PR #8720, opened 2026-08-17
Raise a clear type error for unsupported Perspective objects

### LINKED ISSUE #8718: Perspective raises AttributeError instead of a type error for unsupported objects

```
panel  1.9.4rc3
python 3.12
```

Passing an unsupported object to a pane normally raises a clear error:

```
ValueError: DataFrame pane does not support objects of type 'DataFrame'.
```

`Perspective` instead crashes inside `deconstruct_pandas` with an `AttributeError` about a pandas attribute the object does not have. The message gives no indication that the object type is the problem.

`Perspective.applies()` correctly returns `False` for these objects, so the check exists. It just never runs. `Perspective` mixes in `ReactiveData`, whose `__init__` builds the column data inside `super().__init__()`, and that happens before `PaneBase.__init__` reaches its `applies()` check:

```
panel/pane/perspective.py:359  __init__()
panel/pane/base.py:323         __init__()
panel/pane/base.py:159         __init__()          <- super() call
panel/reactive.py:1044         __init__()          <- ReactiveData builds data here
panel/reactive.py:1098         _update_cds()
panel/pane/perspective.py:370  _get_data()
panel/pane/perspective.py:102  deconstruct_pandas()
```

Assigning an unsupported object to `.object` after construction reaches the same crash, and that path has no validation at all.

```python
import panel as pn

pn.pane.Perspective('not tabular')
```

and, for the assignment path:

```python
import pandas as pd
import panel as pn

p = pn.pane.Perspective(pd.DataFrame({'a': [1]}))
p.object = 'not tabular'
```

#### Stack Traceback

```
  File "panel/pane/perspective.py", line 371, in _get_data
    ncols = len(df.columns)
                ^^^^^^^^^^
AttributeError: 'str' object has no attribute 'columns'
```

`Perspective` is the only pane that mixes in `ReactiveData`, so as far as I can tell no other pane is affected.

ghostiee-11:
`Perspective` mixes in `ReactiveData`, which builds the data inside `super().__init__()`, before `PaneBase` reaches its `applies()` check, so an unsupported object crashed with an `AttributeError` instead of the standard "does not support objects of type" error. Guard added in `_get_data`, which both the construction and the `.object` assignment paths go through.

Fixes #8718

### DIFF
--- a/panel/pane/perspective.py
+++ b/panel/pane/perspective.py
@@ -363,6 +363,11 @@ class Perspective(ModelPane, ReactiveData):
     def _get_data(self):
         if self.object is None:
             return {}, {}
+        # ReactiveData builds the data during super().__init__, before PaneBase
+        # gets to validate the object, so the type check has to happen here to
+        # cover both construction and later assignment to .object.
+        if self.applies(self.object) is False:
+            self._type_error(self.object)
         if isinstance(self.object, dict):
             ncols = len(self.object)
             df = data = self.object
--- a/panel/tests/pane/test_perspective.py
+++ b/panel/tests/pane/test_perspective.py
@@ -1,3 +1,5 @@
+import pytest
+
 from panel.pane import Perspective
 
 data = {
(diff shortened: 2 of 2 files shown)


philippjfr:
Thank you, test failures were unrelated.

Issue #8721, opened 2026-08-17
RFC: DataFrame backend parity for Panel's tabular components via Narwhals


ghostiee-11:
### Summary

Panel already depends on `narwhals >=2`, and Bokeh already accepts Polars and PyArrow frames as `ColumnDataSource` input. Panel's tabular components accept neither. I would like to close that gap, and I have done enough analysis to know where the hard part is, which is not rendering.

I am asking for agreement on three design questions before writing anything substantial.

### Current state

Run against `main` today:

```python
import pandas as pd, polars as pl, pyarrow as pa, panel as pn
from bokeh.models import ColumnDataSource

data = {'a': [1, 2, 3], 'b': ['x', 'y', 'z']}
for backend, df in [('pandas', pd.DataFrame(data)),
                    ('polars', pl.DataFrame(data)),
                    ('pyarrow', pa.table(data))]:
    for label, fn in [('bokeh CDS.from_df',    ColumnDataSource.from_df),
                      ('panel Tabulator',      pn.widgets.Tabulator),
                      ('panel DataFrame pane', pn.pane.DataFrame),
                      ('panel Perspective',    pn.pane.Perspective)]:
        try:
            fn(df); print(f'OK    {label:22} {backend}')
        except Exception as e:
            print(f'FAIL  {label:22} {backend}  {type(e).__name__}')
```

| Entry point | pandas | polars | pyarrow | Fails at |
| --- | --- | --- | --- | --- |
| `ColumnDataSource.from_df` | OK | OK | OK | |
| `widgets.Tabulator` | OK | FAIL | FAIL | `widgets/tables.py:757` |
| `widgets.DataFrame` | OK | FAIL | FAIL | `widgets/tables.py:757` |
| `pane.DataFrame` | OK | FAIL | FAIL | `pane/base.py:211` |
| `pane.Perspective` | OK | FAIL | FAIL | `pane/perspective.py:102` |

Bokeh passes 4 of 4 non pandas cases. Panel passes 0 of 8. Identical on the released 1.8.9, so this is not a recent regression.

PyArrow fails in exactly the same places as Polars, which suggests these are general pandas API assumptions rather than anything Polars specific.

### Why this seems worth doing now

* Bokeh completed its side in bokeh#13780 (closed as completed, February 2025). `ColumnDataSource._data_from_df` already imports `narwhals.stable.v1` and branches on `is_pandas_like_dataframe`, so the serialization layer beneath Panel is already backend neutral.
[...]

PR #8723, opened 2026-08-17
Accept DataFrames without a row index in the table widgets

ghostiee-11:
Panel already depends on narwhals and Bokeh already accepts any narwhals compatible frame as `ColumnDataSource` input, but Panel's tabular components are pandas only. Adds an internal seam and makes `Tabulator` and `DataFrame` construct from Polars and PyArrow, with every new branch behind a `has_index()` check so the pandas paths are untouched.

Read path only, rendering still needs backend neutral dtype handling and stays a strict xfail. Part of #8721.


panel/util/dataframe.py
```diff
@@ -0,0 +1,74 @@
+"""
```
philippjfr, line 1: Can we move this into `panel/utils`?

* _ACTIVITY_:
Give back the complete material, keeping every word exactly as written.

* _RESPONSE BOX_:
PR #8720, opened 2026-08-17
Raise a clear type error for unsupported Perspective objects

### LINKED ISSUE #8718: Perspective raises AttributeError instead of a type error for unsupported objects

```
panel  1.9.4rc3
python 3.12
```

Passing an unsupported object to a pane normally raises a clear error:

```
ValueError: DataFrame pane does not support objects of type 'DataFrame'.
```

`Perspective` instead crashes inside `deconstruct_pandas` with an `AttributeError` about a pandas attribute the object does not have. The message gives no indication that the object type is the problem.

`Perspective.applies()` correctly returns `False` for these objects, so the check exists. It just never runs. `Perspective` mixes in `ReactiveData`, whose `__init__` builds the column data inside `super().__init__()`, and that happens before `PaneBase.__init__` reaches its `applies()` check:

```
panel/pane/perspective.py:359  __init__()
panel/pane/base.py:323         __init__()
panel/pane/base.py:159         __init__()          <- super() call
panel/reactive.py:1044         __init__()          <- ReactiveData builds data here
panel/reactive.py:1098         _update_cds()
panel/pane/perspective.py:370  _get_data()
panel/pane/perspective.py:102  deconstruct_pandas()
```

Assigning an unsupported object to `.object` after construction reaches the same crash, and that path has no validation at all.

```python
import panel as pn

pn.pane.Perspective('not tabular')
```

and, for the assignment path:

```python
import pandas as pd
import panel as pn

p = pn.pane.Perspective(pd.DataFrame({'a': [1]}))
p.object = 'not tabular'
```

#### Stack Traceback

```
  File "panel/pane/perspective.py", line 371, in _get_data
    ncols = len(df.columns)
                ^^^^^^^^^^
AttributeError: 'str' object has no attribute 'columns'
```

`Perspective` is the only pane that mixes in `ReactiveData`, so as far as I can tell no other pane is affected.

ghostiee-11:
`Perspective` mixes in `ReactiveData`, which builds the data inside `super().__init__()`, before `PaneBase` reaches its `applies()` check, so an unsupported object crashed with an `AttributeError` instead of the standard "does not support objects of type" error. Guard added in `_get_data`, which both the construction and the `.object` assignment paths go through.

Fixes #8718

### DIFF
--- a/panel/pane/perspective.py
+++ b/panel/pane/perspective.py
@@ -363,6 +363,11 @@ class Perspective(ModelPane, ReactiveData):
     def _get_data(self):
         if self.object is None:
             return {}, {}
+        # ReactiveData builds the data during super().__init__, before PaneBase
+        # gets to validate the object, so the type check has to happen here to
+        # cover both construction and later assignment to .object.
+        if self.applies(self.object) is False:
+            self._type_error(self.object)
         if isinstance(self.object, dict):
             ncols = len(self.object)
             df = data = self.object
--- a/panel/tests/pane/test_perspective.py
+++ b/panel/tests/pane/test_perspective.py
@@ -1,3 +1,5 @@
+import pytest
+
 from panel.pane import Perspective
 
 data = {
(diff shortened: 2 of 2 files shown)


philippjfr:
Thank you, test failures were unrelated.

Issue #8721, opened 2026-08-17
RFC: DataFrame backend parity for Panel's tabular components via Narwhals


ghostiee-11:
### Summary

Panel already depends on `narwhals >=2`, and Bokeh already accepts Polars and PyArrow frames as `ColumnDataSource` input. Panel's tabular components accept neither. I would like to close that gap, and I have done enough analysis to know where the hard part is, which is not rendering.

I am asking for agreement on three design questions before writing anything substantial.

### Current state

Run against `main` today:

```python
import pandas as pd, polars as pl, pyarrow as pa, panel as pn
from bokeh.models import ColumnDataSource

data = {'a': [1, 2, 3], 'b': ['x', 'y', 'z']}
for backend, df in [('pandas', pd.DataFrame(data)),
                    ('polars', pl.DataFrame(data)),
                    ('pyarrow', pa.table(data))]:
    for label, fn in [('bokeh CDS.from_df',    ColumnDataSource.from_df),
                      ('panel Tabulator',      pn.widgets.Tabulator),
                      ('panel DataFrame pane', pn.pane.DataFrame),
                      ('panel Perspective',    pn.pane.Perspective)]:
        try:
            fn(df); print(f'OK    {label:22} {backend}')
        except Exception as e:
            print(f'FAIL  {label:22} {backend}  {type(e).__name__}')
```

| Entry point | pandas | polars | pyarrow | Fails at |
| --- | --- | --- | --- | --- |
| `ColumnDataSource.from_df` | OK | OK | OK | |
| `widgets.Tabulator` | OK | FAIL | FAIL | `widgets/tables.py:757` |
| `widgets.DataFrame` | OK | FAIL | FAIL | `widgets/tables.py:757` |
| `pane.DataFrame` | OK | FAIL | FAIL | `pane/base.py:211` |
| `pane.Perspective` | OK | FAIL | FAIL | `pane/perspective.py:102` |

Bokeh passes 4 of 4 non pandas cases. Panel passes 0 of 8. Identical on the released 1.8.9, so this is not a recent regression.

PyArrow fails in exactly the same places as Polars, which suggests these are general pandas API assumptions rather than anything Polars specific.

### Why this seems worth doing now

* Bokeh completed its side in bokeh#13780 (closed as completed, February 2025). `ColumnDataSource._data_from_df` already imports `narwhals.stable.v1` and branches on `is_pandas_like_dataframe`, so the serialization layer beneath Panel is already backend neutral.
[...]

PR #8723, opened 2026-08-17
Accept DataFrames without a row index in the table widgets

ghostiee-11:
Panel already depends on narwhals and Bokeh already accepts any narwhals compatible frame as `ColumnDataSource` input, but Panel's tabular components are pandas only. Adds an internal seam and makes `Tabulator` and `DataFrame` construct from Polars and PyArrow, with every new branch behind a `has_index()` check so the pandas paths are untouched.

Read path only, rendering still needs backend neutral dtype handling and stays a strict xfail. Part of #8721.


panel/util/dataframe.py
```diff
@@ -0,0 +1,74 @@
+"""
```
philippjfr, line 1: Can we move this into `panel/utils`?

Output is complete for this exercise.